Free Text - understanding - BaseX-Talk - mailman.uni-konstanz.de

14 Apr 2022


      Dear BaseX people,
it would be kind if you could check my understanding of Free Text @ BaseX.
(1) Tokenization ignores element borders.
If correct, I suggest documentation of the fact, seehttps://www.w3.org/TR/xpath-full-text-10/#TokenizationSec%22In the absence of an implementation-definedway to differentiate, element markup (start tags, end tags, andempty-element tags) creates token boundaries."
(2) Function ft:search can only find individual text nodes, it is not possible to apply scope "phrase" or "all words" beyond the boundaries of an individual text node. So, for example, given a document<doc>    <t1>Stand </t1>    <t2>der Information. Siehe unten.</t2></doc>
there is no way of searching for "Stand der Information" *and* obtain information about the location of the match (in other words - search via ft:search).
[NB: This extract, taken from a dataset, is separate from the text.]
PR #1111, opened 2026-04-22
test: add ND projection test for flow=False

Rishabh-git10:
Follow-up to #1109. 

Adds a 3D projection test to verify `flow=False` behavior across multiple preserved dimensions, as requested by @henryiii [here](https://github.com/scikit-hep/boost-histogram/pull/1109#issuecomment-4296707176).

(3) The unit "sentence" (as for example used in the qualifier same sentence) is exclusively defined by the occurrences of "." (dot) characters. In particular, it is unrelated to text node boundaries. For example:$doc contains text "Stand der Information siehe" same sentence yields false.$doc contains text "Stand der Information" same sentence yields true.
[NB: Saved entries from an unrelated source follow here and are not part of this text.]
Issue #1115, opened 2026-05-09
AI review (bugs, perf, simp, best practices)


henryiii:
:robot:

I've completed a thorough review of the boost-histogram repository. Here's a consolidated summary of findings across **bugs, performance, simplifications, and best practices**:

---

## 🔴 Critical Bugs (Fix Immediately)

| # | Location | Issue |
|---|----------|-------|
| 1 | `src/boost_histogram/histogram.py:162` | `mean_storage_sample_check` has an **always-False** branch. `isinstance(sample, str) and not isinstance(sample, seqs)` is impossible because `str` is a `Sequence`. The intent to reject strings is silently broken. |
| 2 | `src/boost_histogram/histogram.py:1476` | Error message in `fill()` uses wrong variable: `value_shape[n]` should be `value_shape[value_n]`, producing a misleading/confusing error. |
| 3 | `tests/test_histogram.py:1277` | `platform.python_implementation == "CPython"` is missing `()`, so the check is always `False`. The refcount assertion runs on *all* implementations (including PyPy) where it may fail. |
| 4 | `include/bh_python/register_histogram.hpp:52` | **Memory leak** in `__deepcopy__`: raw `new` is used, and if `copy.deepcopy` on metadata throws a Python exception, the pointer is never freed. Same issue in `register_axis.hpp:210`. |
| 5 | `include/bh_python/make_pickle.hpp:177` | **O(n²) serialization**: `tuple_oarchive` concatenates tuples in a loop (`tup_ = tup_ + py::make_tuple(obj)`). For large histograms, pickle dominates CPU time. |

---

## 🟠 High-Impact Simplifications / Debt

| # | Location | Issue |
|---|----------|-------|
| 6 | `src/boost_histogram/histogram.py:170` | Deprecated `_arg_shortcut` developer tuple shortcut emits `FutureWarning`. It's been there for many releases — should be removed. |
| 7 | `src/boost_histogram/histogram.py:489` | `.metadata` access is still soft-deprecated (returns `None` with `FutureWarning`). Comment says "1.7+ will error." If the project is past 1.7, this should raise `AttributeError`. |
| 8 | `noxfile.py:119` | Pins `pylint==4.0.*` which **does not exist**. This nox session will fail on any fresh install. |
| 9 | `pyproject.toml:94-96` | `pytest-benchmark` is listed **twice** in the `test` dependency group. |
[...]

PR #1116, opened 2026-05-09
fix: several fixes from automated review

henryiii:
See #1115.

Assisted-by: OpenCode:Kimi-K2.6


tests/test_histogram.py
```diff
@@ -1307,7 +1274,7 @@ def test_axes_lifetime():
 
     ax = h.axes[0]
 
-    if platform.python_implementation == "CPython":
+    if platform.python_implementation() == "CPython":
         # 2 is the minimum refcount, so the *python* object should be deleted
         # after the del; hopefully the C++ object lives through the axis instance.
         assert sys.getrefcount(h) == 2
```
henryiii:
```suggestion
        # On Python 3.14, this can be 1
        assert sys.getrefcount(h) <= 2
```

(4) The unit "paragraph" (as for example used in the qualifier "same paragraph") is not delimited - "same paragraph" always applies.
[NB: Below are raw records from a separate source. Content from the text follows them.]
PR #297, opened 2024-10-30
MTG-845 Fix for fork cleaner and boost for leaf checker

n00m4d:
# What
This PR brings 2 changes:

- fix for fork cleaner. Now it will not compete with gap filler

- optimisations for leaf checker.

# Why
## Fork cleaner
Before these changes fork cleaner could drop some data from cl items column family because it was not synced with gap filler. Here is description how could it happen.

There was a TX in the network which appeared in fork and main chain, so Geyser sends us 2 same TXs with same sequences but different slots. And first TX we've got was forked one. Fork cleaner dropped sequences related to it from tree_seq_idx at this time in parallel thread sequence consistent checker found this gap in tree_seq_idx and saves slots for parse in force_reingestable_slots. Slot_force_persister processes that slot but data were not merged to CLItems because fork cleaner not finished first iterator and there are still forked data with same seq in CLItems so merge operation simply not executed, because sequence in new value has to be bigger. Then fork cleaner finish first iterator and start to iterate over CLItems and drop forked data, but new data will not be written for that asset because slot_force_persister already done it's job in parallel.

Now fork cleaner will iterate over ClItems first and drop data from there and only then will drop data from tree_seq_idx. With this flow we are save from situation when two consistency check workers competing with each other because gapfiller will look only at gaps in sequences but not ClItems column.

## Leaf checker
There were made some small optimisation changes which speed up leaf checker on ~48%. Instead of selecting data in one thread not we process data with N tokio green threads. Also there was an attempt to use only Rocks batch selects and leave application single threaded but it did not give any good results.

### DIFF
--- a/rocks-db/src/bin/leaf_checker/main.rs
+++ b/rocks-db/src/bin/leaf_checker/main.rs
@@ -44,7 +44,10 @@ pub async fn main() {
 
     println!("Start looking for a missed CL items...");
 
-    let mut batch = Vec::new();
+    let mut delete_batch = Vec::new();
+
+    let mut select_batch_keys = Vec::new();
+    let mut select_batch_data = Vec::new();
 
     for cl_leaf in source_db.cl_leafs.iter_start() {
         match cl_leaf {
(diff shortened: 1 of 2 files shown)


rocks-db/src/bin/leaf_checker/main.rs
```diff
@@ -44,53 +44,24 @@ pub async fn main() {
...
-                    let max_asset_sequence = std::cmp::max(asset_dynamic_data, asset_leaf_data);
-
-                    // if seq is 0 means asset does not exist at all
-                    // found a few such assets during testing, not sure how it happened yet
-                    if max_asset_sequence == 0 {
-                        continue;
-                    }
+                select_batch.push(value.to_vec());
+
+                if select_batch.len() >= 2500 {
```
StanChe, line 56: This deserves to be a constant

rocks-db/src/bin/leaf_checker/main.rs
```diff
@@ -117,6 +94,88 @@ pub async fn main() {
...
+}
+
+async fn process_leaf(storage: Arc<Storage>, data: Vec<u8>) -> Option<(Pubkey, u64)> {
+    let cl_leaf_data = deserialize::<ClLeaf>(data.as_ref()).unwrap();
+
+    let key = ClItemKey::new(cl_leaf_data.cli_node_idx, cl_leaf_data.cli_tree_key);
+
+    let cl_item_rows = storage
+        .cl_items
+        .batch_get(vec![key])
```
StanChe, line 136: batch_get allows you to select a batch that'll return None if there is no value, no need to select individually. Also you're more interested in missing keys, rather then values, rocks has some methods to work with those

n00m4d: thanks, done it.
it gave additional 6% boost

StanChe (approved):

RequescoS (approved):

A check would be highly appreciated!
Kind regards,Hans-Jürgen
PS: I think there is a bug concerning "different sentence":
basex "'base.x' contains text 'base x' same sentence"
false
basex "'base.x' contains text 'base x' different sentence"
false
basex "'base x' contains text 'base x' same sentence"
true
basex "'base x' contains text 'base x' different sentence"
false
PPS: Thank you very much for the excellent implementation of Free Text - for several years, it has been in productive use by a mission critical service mapping format markup to semantic markup.